Synergistic approach of high-performance N-NiCo/PC environment benign electrode material for energy storage device

The development of sustainable electrochemical energy storage devices faces a great challenge in exploring highly efficient and low-cost electrode materials. Biomass waste-derived carbonaceous materials can be used as an alternative to expensive metals in supercapacitors. However, their application is limited by low performance. In this study, the combination use of persimmon waste-derived carbon and transition metal nitride demonstrated strong potential for supercapacitor application.

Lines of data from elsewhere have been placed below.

PR #209, opened 2024-05-31
On air segments have sticks to viewport boundaries.

KvelaGorrrrnio:
Adds sticky segment component that is used by the rundown component to display an on air segment. The sticky segment is set with boundaries at the top and bottom of the viewport, sticking 1px outside of the viewport in order to detect when the segment sticks to the viewport boundary.
image

### DIFF
--- a/src/app/rundown-view/components/sticky-segment/sticky-segment.component.ts
+++ b/src/app/rundown-view/components/sticky-segment/sticky-segment.component.ts
@@ -27,9 +27,7 @@ export class StickySegmentComponent implements AfterViewInit, OnDestroy {
 
   private readonly intersectionObserver: IntersectionObserver
 
-  constructor(
-    private readonly hostElement: ElementRef,
-  ) {
+  constructor(private readonly hostElement: ElementRef) {
     this.intersectionObserver = this.createViewportIntersectionObserver()
   }
 
--- a/src/app/rundown-view/components/sticky-segment/sticky-segment.component.ts
+++ b/src/app/rundown-view/components/sticky-segment/sticky-segment.component.ts
@@ -1,0 +1,52 @@
+import { AfterViewInit, Component, ElementRef, Input, OnDestroy } from '@angular/core'
+import { Segment } from '../../../core/models/segment'
+
+@Component({
+  selector: 'sofie-sticky-segment',
+  templateUrl: './sticky-segment.component.html',
+  styleUrls: ['./sticky-segment.component.scss'],
+})
+export class StickySegmentComponent implements AfterViewInit, OnDestroy {
+  @Input()
+  public segment: Segment
+
+  @Input()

Persimmon-based carbonaceous gel decorated with bimetallic nitride (N-NiCo/PC) was firstly synthesized through a green hydrothermal method. Electrochemical properties of N-NiCo/PC electrode in 6 M KOH electrolyte solution were evaluated using cyclic voltammetry (CV) and charge-discharge measurements. The N-NiCo/PC exhibited 320 F/g specific capacitance at 1 A/g current density and maintained 91.4% capacitance retention after 1500 cycles. Additionally, it exhibited a high energy density of 29.44 Wh/kg at 1000 W/kg power density and sustained 5.5 Wh/kg energy density even at a power density of 10,000 W/kg. Hence, the bimetallic nitride-based composite catalyst is a potentially suitable material for high-performance energy storage devices. In addition, this work demonstrated a promising pathway for transforming environmental waste into sustainable energy conversion materials.

Automated summary

This study demonstrated the potential of using a combination of persimmon waste-derived carbon and transition metal nitride for supercapacitor application. The bimetallic nitride-based composite exhibited high specific capacitance, good cycling stability, and high energy density, making it a promising material for high-performance energy storage devices. Additionally, the study showed a pathway for transforming environmental waste into sustainable energy conversion materials.